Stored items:
PR #9, opened 2025-02-10
Add Map primitive

ayirr7:
Adds a basic 1:1 Map function

If we want to support 1:N map, I can add support for flatMap as well and hide both options (1:1 and 1:N) under our Map primitive -- let me know


py/sentry_streams/flink/flink_adapter.py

▸ **EXERCISE INSTRUCTIONS**: Exactly as written, copy out all the entries above.

▸ **REPLY**:
PR #9, opened 2025-02-10
Add Map primitive

ayirr7:
Adds a basic 1:1 Map function

If we want to support 1:N map, I can add support for flatMap as well and hide both options (1:1 and 1:N) under our Map primitive -- let me know


py/sentry_streams/flink/flink_adapter.py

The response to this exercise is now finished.